Property Alternating ALS+GD Joint GD
Objective per step Different Same
Convergence guarantee ❌ No ✅ Yes (with LR schedule)
Speed per iteration Fast (closed form) Slower (gradient computation)
Total iterations to converge ∞ (doesn't converge) ~100-500
Optimization quality Poor Good
Ease of extension Hard Easy (autodiff)

Implementation Priorities

Phase 1: Validate Approach (Week 1)

  1. ✅ Implement two-stage training
  2. ✅ Test on benchmark data
  3. ✅ Verify it beats baselines
  4. Document results

Phase 2: Production Solution (Week 2-3)

  1. Implement PyTorch-based joint optimization
  2. Add learning rate scheduling (ReduceLROnPlateau)
  3. Add early stopping (based on validation loss)
  4. Comprehensive benchmarking vs. two-stage

Phase 3: Advanced Features (Week 4+)

  1. Try different optimizers (Adam vs. AdamW vs. SGD)
  2. Implement advanced aggregators (attention-based)
  3. Add batch training for large datasets
  4. GPU acceleration

Lessons Learned

1. Alternating Optimization is Fragile

  • Works great for single-objective problems (e.g., NMF, ALS for recommendations)
  • Fails when objectives conflict
  • Always check: are all steps optimizing the SAME thing?

2. Closed-Form ≠ Better

  • ALS is fast per iteration
  • But if it doesn't converge, speed is useless
  • Gradient descent slower per iteration, but converges

3. Modern Tools Help

  • PyTorch/JAX handle complex gradients automatically
  • Don't need to derive update equations manually
  • Can focus on model design, not optimization

4. Validate Components Separately

  • Test ALS alone → works!
  • Test aggregator alone → works!
  • Test together → fails!
  • This isolation was KEY to finding the bug

See also: - transductive_vs_inductive.md - Using wrong train/test split - hyperparameter_sensitivity.md - Tuning λ, ρ, d - confidence_weights.md - Label-aware weighting


References

  1. Alternating Optimization:
  2. Boyd, S., et al. (2011). "Distributed Optimization and Statistical Learning via ADMM." Foundations and Trends in ML.
  3. Bezdek, J., Hathaway, R. (2003). "Convergence of Alternating Optimization." Neural, Parallel & Scientific Comp.

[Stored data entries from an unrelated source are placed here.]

Issue #631, opened 2020-08-23
Need documentation for using Unix Domain Sockets


Rahul-RB:
As title says, we need some documentation on how to connect to web socket servers hosted at Unix Domain Sockets (because as far as I can see, nowhere in the readme does it show that the `WebSocket` or `create_connection` take a socket object as input).

PR #632, opened 2020-08-23
Added documentation for using Unix Domain Sockets and made corresponding changes to wsdump.py

Rahul-RB:
Issue reference: #631 

Adds a new option to `wsdump.py` called `--unix-socket`. This basically connects to the unix domain socket based websocket server. "URL" is just a valid Unix path.

Eg usage:

```
$ ./wsdump.py /path/to/unix.socket --unix-socket
> hello
< hello
```

### DIFF
--- a/README.rst
+++ b/README.rst
@@ -151,6 +151,21 @@ You can also write your own class for the connection, if you want to handle the 
     ws = create_connection("ws://echo.websocket.org/",
                             sockopt=((socket.IPPROTO_TCP, socket.TCP_NODELAY, 1),), class_=MyWebSocket)
 
+Using Unix Domain Sockets
+---------------------------
+You can also connect to a WebSocket server hosted on a unix domain socket. Just use the `socket` option to setup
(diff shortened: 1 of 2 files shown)


engn33r:
Thank you for the PR! What I've done in 360ceff is I've taken your documentation input and placed it into the newly created project documentation [at this URL](https://websocket-client.readthedocs.io/en/latest/examples.html#using-unix-domain-sockets), which I think is a better way to document this project than relying on the README. I have not included the modifications to wsdump.py at this time because I would like to keep wsdump.py as a simple script to try things without additional setup effort. If you can provide an example of using wsdump.py with a unix socket with minimal effort, I can reconsider, but I think a better approach would be to create a new script to demonstrate unix socket functionality in the /examples directory that contains code for both creating a local WebSockets server and running using the unix socket option. I will happily consider a PR of such an example.

Rahul-RB:
Ahh sure, I'll do that.

PR #645, opened 2020-11-18
fix #595

### LINKED ISSUE #595: create_connection hangs on v0.57.0(tried v0.56.0 and works fine)
tested by using samsung tv v2 api

abma:
fix invalid case of "upgrade"


engn33r:
Thanks, this was addressed in #655 and should be fixed now

abma:
if so, #595 should be closed :-)

PR #656, opened 2021-01-25
Update _app.py

iunary:
Fix callback


xloem:
@lunary how does this compare to #502 ?  also are you available to help maintain this code?

engn33r:
Thanks for the PR! As xloem helpfully pointed out, this is similar to #502, and since 502 is already merged, I'm going to consider this issue as already resolved until further edge cases indicate otherwise. If you think this PR is superior to #502, please explain why as you might have a better understanding of the issue.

  4. Matrix Factorization Optimization:

  5. Zhou, Y., et al. (2008). "Large-scale Parallel Collaborative Filtering." KDD.
  6. Gemulla, R., et al. (2011). "Large-Scale Matrix Factorization with Distributed Stochastic Gradient Descent." KDD.

  7. Joint Training with Multiple Objectives:

  8. Kendall, A., et al. (2018). "Multi-Task Learning Using Uncertainty to Weigh Losses." CVPR.
  9. Chen, Z., et al. (2018). "GradNorm: Gradient Normalization for Adaptive Loss Balancing." ICML.

Key Takeaway: When combining multiple objectives, use joint optimization with unified gradients. Alternating updates only work when all steps minimize the same objective!